Why it this? Well to start with Cingular Orange MMS and Cingular Blue MMS processing is outsourced to two separate companies. A company called WiderThan handles the Cingular Orange MMS and another company called Infospace handles the Cingular Blue MMS. If you speak with any tech support people at Cingular you'll find that none of them even know what the real maximum message file size is. On both Orange and Blue sections of the Cingular site, it says that the maximum size is 300KB (which is in it self REALLY TINY, if you ask me). However, in troubleshooting this issue with Cingular Blue tech support for over 2 hours, we disconved that, in fact , to get a video MMS from one Blue handset to another Blue handset the total message size needs to be around 150KB.

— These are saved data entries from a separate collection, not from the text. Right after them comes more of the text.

PR #741, opened 2025-05-21
docs(code-style-guide): Add section about unwraps

Techassi:
This PR adds two sections about `unwrap` and why it is not recommended to be used.

### DIFF
--- a/modules/contributor/pages/code-style-guide.adoc
+++ b/modules/contributor/pages/code-style-guide.adoc
@@ -531,6 +531,41 @@ enum Error {
 . `unable to read config file from ...` to indicate that the file could not be loaded (for example because the file doesn't exist).
 . `unable to parse value ...` to indicate that parsing a user provided value failed (for example because it didn't conform to the expected syntax).
 
+=== Using `unwrap`
+
+Generally, it is not recommended to use `unwrap` (or any other method which consumes the error) in any fallible code path.
+Instead, proper error handling like above should be used.
+There are however cases, where it is fine to use `unwrap` or friends.
+
+One such an example is when compiling regular expressions inside const/static environments.
+For such cases code must use `expect` instead of `unwrap` to provide additional context why a particular piece of code should never fail.
+
+// Do we want to mention that this is enforced via clippy and that we actually enable that lint in our repos?
+
+[TIP.code-rule,caption=Examples of correct code for this rule]
+====
+
+[source,rust]
+----
+static VERSION_REGEX: LazyLock<Regex> = LazyLock::new(|| {
+    Regex::new(r".*").expect("failed to compile regex")
+});
+----
+
+====
+
+[WARNING.code-rule,caption=Examples of incorrect code for this rule]
+====
+
+[source,rust]
+----
+static VERSION_REGEX: LazyLock<Regex> = LazyLock::new(|| {
+    Regex::new(r".*").unwrap()
+});
+----
+
+====
+
 == String formatting
 
 === Named versus unnamed format string identifiers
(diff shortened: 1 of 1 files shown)


modules/contributor/pages/code-style-guide.adoc
```diff
@@ -737,3 +772,27 @@ mod test {
 ----
 
 ====
+
+=== Using `unwrap`
+
+The usage of `unwrap` in unit tests is not recommended for the same reasons as mentioned above, but allowed.
```
NickLarsenNZ, line 778: I think we should not allow unwrap in tests for exactly the same reason. It could come later, but we should reword the style guide to not allow in in the first place.

```suggestion
The usage of `unwrap` in unit tests is also not allowed for the same reasons as mentioned above.
```

If we get to the point that running code no longer uses unwrap, ie `#![deny(clippy::unwrap_used)]`, we can permit it for tests until they are sorted:

```rust
#[cfg(test)]
#[allow(clippy::unwrap_used)]
mod test {
  // ...
}
```

modules/contributor/pages/code-style-guide.adoc
```diff
@@ -531,6 +531,41 @@ enum Error {
 . `unable to read config file from ...` to indicate that the file could not be loaded (for example because the file doesn't exist).
 . `unable to parse value ...` to indicate that parsing a user provided value failed (for example because it didn't conform to the expected syntax).
 
+=== Using `unwrap`
+
+Generally, it is not recommended to use `unwrap` (or any other method which consumes the error) in any fallible code path.
+Instead, proper error handling like above should be used.
+There are however cases, where it is fine to use `unwrap` or friends.
```
NickLarsenNZ, line 538: _incomplete suggestion..._

```suggestion
The `unwrap` function must not be used in any fallible code paths.
Instead, proper error handling like above should be used.

There are however cases, where it is fine to use `unwrap` or friends.
```

I want to mention something line `unwrap_or` and friends are fine, since they will not panic.

The main things I want to point out here are:
- We should ban `unwrap` entirely` (eventually denying via clippy).
- Error handling done like above, unless there is valid reason to use `expect` as described below.

NickLarsenNZ (commented):
Incomplete review. Happy to help on a screenshare.

modules/contributor/pages/code-style-guide.adoc
```diff
@@ -531,6 +531,41 @@ enum Error {
...
+
+One such an example is when compiling regular expressions inside const/static environments.
+For such cases code must use `expect` instead of `unwrap` to provide additional context why a particular piece of code should never fail.
```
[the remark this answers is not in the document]
Techassi: > Technically even static environments could be unsafe (LazyLock using sometime at runtime), but static strings would be fine.

That's true. But most of our current static usages don't rely on runtime values. We can however re-visit this in the future and refine the rule.

I applied your second suggestion.

modules/contributor/pages/code-style-guide.adoc
Techassi: I've updated your suggestion and applied it.

modules/contributor/pages/code-style-guide.adoc
```diff
@@ -531,6 +531,41 @@ enum Error {
...
+
+// Do we want to mention that this is enforced via clippy and that we actually enable that lint in our repos?
```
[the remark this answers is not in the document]
Techassi: > We should first do a sweep of our code, as there are plenty of unwraps that need either graceful error handling or converted to expect.

I did a quick sweep locally using `rg` across all Rust repositories I have cloned:

```
914 matches
904 matched lines
202 files contained matches
```

This is pretty substantial.

> Then we can decide when to completely ban unwrap.

I would definitely go for this option. Using `unwrap` is a pretty bad smell in my opinion.

modules/contributor/pages/code-style-guide.adoc
```diff
@@ -737,3 +776,35 @@ mod test {
...
+The usage of `unwrap` in unit tests is also not allowed for the same reasons as mentioned above.
+
+[TIP.code-rule,caption=Examples of correct code for this rule]
+====
+
+[source,rust]
+----
+#[test]
+fn deserialize() {
+    let input: String = serde_yaml::from_str("my string").expect("input string must deserialize");
```
NickLarsenNZ, line 791:
```suggestion
    let input: String = serde_yaml::from_str("my string").expect("constant input string must deserialize");
```

NickLarsenNZ (approved):
Lgtm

When you try to send the same video MMS from a Blue handset to an Orange handset all you get is a message that says "One or more of the message componants have been deleted by MMS adaptation. Either the message was too large or the componants are unsuitable for your terminal." Note, both the Cingular handsets I'm using are running the same operating system, and are MMS capable, and are correctly configured.
This is a great example of a wireless carrier going out and making grand statements in the media without having anything at all to back it up, other than that they hired a third party to do the job for them, and then failed to manage them to esure they did the job right.